**Work order**. Below is some data. Retype exactly the lines starting at the one with "Christopher Barrett <barrett@me.msstate.edu" and ending at the one with "2) We designed".

##### Record set #####

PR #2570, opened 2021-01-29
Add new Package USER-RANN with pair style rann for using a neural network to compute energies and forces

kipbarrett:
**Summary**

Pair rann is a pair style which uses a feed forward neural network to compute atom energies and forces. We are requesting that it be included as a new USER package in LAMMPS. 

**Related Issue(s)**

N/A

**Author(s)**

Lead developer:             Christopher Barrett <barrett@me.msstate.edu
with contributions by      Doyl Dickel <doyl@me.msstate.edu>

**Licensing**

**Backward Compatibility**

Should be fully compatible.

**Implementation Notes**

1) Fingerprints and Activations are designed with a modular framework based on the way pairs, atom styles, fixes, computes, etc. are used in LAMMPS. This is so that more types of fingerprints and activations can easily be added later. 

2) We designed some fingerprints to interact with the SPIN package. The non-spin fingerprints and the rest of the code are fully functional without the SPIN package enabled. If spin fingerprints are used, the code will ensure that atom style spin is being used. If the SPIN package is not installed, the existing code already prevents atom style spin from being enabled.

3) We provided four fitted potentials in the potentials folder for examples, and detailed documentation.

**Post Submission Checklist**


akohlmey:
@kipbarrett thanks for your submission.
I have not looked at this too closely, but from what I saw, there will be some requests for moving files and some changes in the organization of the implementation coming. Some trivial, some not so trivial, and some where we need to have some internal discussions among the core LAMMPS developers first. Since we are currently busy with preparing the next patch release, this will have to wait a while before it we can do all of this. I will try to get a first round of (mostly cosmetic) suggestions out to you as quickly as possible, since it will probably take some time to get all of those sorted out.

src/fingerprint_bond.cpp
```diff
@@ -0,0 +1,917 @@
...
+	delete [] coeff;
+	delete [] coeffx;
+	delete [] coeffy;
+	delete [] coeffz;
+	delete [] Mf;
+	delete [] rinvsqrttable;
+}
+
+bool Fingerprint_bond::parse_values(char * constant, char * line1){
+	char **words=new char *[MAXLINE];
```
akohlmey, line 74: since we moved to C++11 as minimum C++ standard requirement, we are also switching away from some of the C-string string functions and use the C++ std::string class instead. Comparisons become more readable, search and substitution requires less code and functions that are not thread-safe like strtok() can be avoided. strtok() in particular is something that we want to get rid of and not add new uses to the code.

#####
##### Record set #####

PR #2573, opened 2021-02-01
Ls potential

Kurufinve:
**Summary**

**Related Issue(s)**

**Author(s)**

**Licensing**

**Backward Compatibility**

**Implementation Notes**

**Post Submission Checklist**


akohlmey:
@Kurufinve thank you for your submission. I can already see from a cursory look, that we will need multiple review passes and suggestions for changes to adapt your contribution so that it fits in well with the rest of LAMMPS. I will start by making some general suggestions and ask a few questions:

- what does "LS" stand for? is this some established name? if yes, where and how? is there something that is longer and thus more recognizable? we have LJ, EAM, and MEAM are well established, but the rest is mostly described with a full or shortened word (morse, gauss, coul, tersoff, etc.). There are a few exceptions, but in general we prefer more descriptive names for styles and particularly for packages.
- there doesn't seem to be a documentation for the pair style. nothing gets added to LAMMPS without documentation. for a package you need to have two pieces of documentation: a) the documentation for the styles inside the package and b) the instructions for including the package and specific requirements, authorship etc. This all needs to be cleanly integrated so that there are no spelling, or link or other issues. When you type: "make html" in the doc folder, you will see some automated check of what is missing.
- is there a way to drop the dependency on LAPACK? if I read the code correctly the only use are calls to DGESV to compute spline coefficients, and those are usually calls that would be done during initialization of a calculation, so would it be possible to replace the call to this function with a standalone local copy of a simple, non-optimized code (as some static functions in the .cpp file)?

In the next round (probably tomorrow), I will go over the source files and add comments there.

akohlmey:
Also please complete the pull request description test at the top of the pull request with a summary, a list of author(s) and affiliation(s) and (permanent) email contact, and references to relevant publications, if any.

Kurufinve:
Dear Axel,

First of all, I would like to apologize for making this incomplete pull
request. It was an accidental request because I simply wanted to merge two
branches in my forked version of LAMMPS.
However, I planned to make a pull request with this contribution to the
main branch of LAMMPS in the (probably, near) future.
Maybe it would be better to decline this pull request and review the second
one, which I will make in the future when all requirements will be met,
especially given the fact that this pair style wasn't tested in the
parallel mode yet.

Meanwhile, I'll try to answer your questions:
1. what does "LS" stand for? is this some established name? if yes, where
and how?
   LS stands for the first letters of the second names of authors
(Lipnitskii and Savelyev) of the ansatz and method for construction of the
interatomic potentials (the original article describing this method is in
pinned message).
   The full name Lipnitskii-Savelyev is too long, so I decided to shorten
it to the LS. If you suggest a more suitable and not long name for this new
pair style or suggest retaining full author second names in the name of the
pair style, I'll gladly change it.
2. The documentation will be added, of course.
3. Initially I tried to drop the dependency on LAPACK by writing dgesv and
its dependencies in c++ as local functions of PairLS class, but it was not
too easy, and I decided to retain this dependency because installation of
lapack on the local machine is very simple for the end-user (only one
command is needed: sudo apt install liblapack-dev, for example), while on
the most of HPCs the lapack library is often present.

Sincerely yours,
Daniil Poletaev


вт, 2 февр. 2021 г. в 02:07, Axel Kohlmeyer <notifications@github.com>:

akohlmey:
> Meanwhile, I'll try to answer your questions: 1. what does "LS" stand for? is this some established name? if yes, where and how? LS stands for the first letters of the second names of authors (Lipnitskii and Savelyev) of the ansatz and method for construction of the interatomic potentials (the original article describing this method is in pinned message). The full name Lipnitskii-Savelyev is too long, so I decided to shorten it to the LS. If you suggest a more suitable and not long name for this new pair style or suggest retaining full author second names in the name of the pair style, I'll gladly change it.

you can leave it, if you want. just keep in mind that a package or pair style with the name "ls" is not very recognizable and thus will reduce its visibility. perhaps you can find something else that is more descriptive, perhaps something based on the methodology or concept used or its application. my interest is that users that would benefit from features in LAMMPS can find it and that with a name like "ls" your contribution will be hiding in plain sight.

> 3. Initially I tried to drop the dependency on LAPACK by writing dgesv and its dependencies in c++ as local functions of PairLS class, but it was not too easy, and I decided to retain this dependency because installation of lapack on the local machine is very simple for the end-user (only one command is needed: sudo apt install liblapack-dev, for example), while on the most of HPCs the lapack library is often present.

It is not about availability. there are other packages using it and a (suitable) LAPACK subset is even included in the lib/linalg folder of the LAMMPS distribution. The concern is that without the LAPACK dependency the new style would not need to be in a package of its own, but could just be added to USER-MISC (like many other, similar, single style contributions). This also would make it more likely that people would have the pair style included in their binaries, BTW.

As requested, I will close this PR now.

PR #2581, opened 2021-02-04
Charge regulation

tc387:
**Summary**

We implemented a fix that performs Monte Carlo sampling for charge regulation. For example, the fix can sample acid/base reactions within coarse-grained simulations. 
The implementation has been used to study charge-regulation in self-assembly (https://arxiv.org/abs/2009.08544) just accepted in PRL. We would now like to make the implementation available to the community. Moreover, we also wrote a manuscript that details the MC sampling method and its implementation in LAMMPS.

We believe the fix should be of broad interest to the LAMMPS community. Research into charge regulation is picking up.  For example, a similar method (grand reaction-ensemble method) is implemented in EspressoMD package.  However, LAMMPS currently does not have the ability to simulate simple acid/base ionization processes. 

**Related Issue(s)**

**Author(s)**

#####

**Written reply**.
Lead developer:             Christopher Barrett <barrett@me.msstate.edu
with contributions by      Doyl Dickel <doyl@me.msstate.edu>

**Licensing**

**Backward Compatibility**

Should be fully compatible.

**Implementation Notes**

1) Fingerprints and Activations are designed with a modular framework based on the way pairs, atom styles, fixes, computes, etc. are used in LAMMPS. This is so that more types of fingerprints and activations can easily be added later. 

2) We designed some fingerprints to interact with the SPIN package. The non-spin fingerprints and the rest of the code are fully functional without the SPIN package enabled. If spin fingerprints are used, the code will ensure that atom style spin is being used. If the SPIN package is not installed, the existing code already prevents atom style spin from being enabled.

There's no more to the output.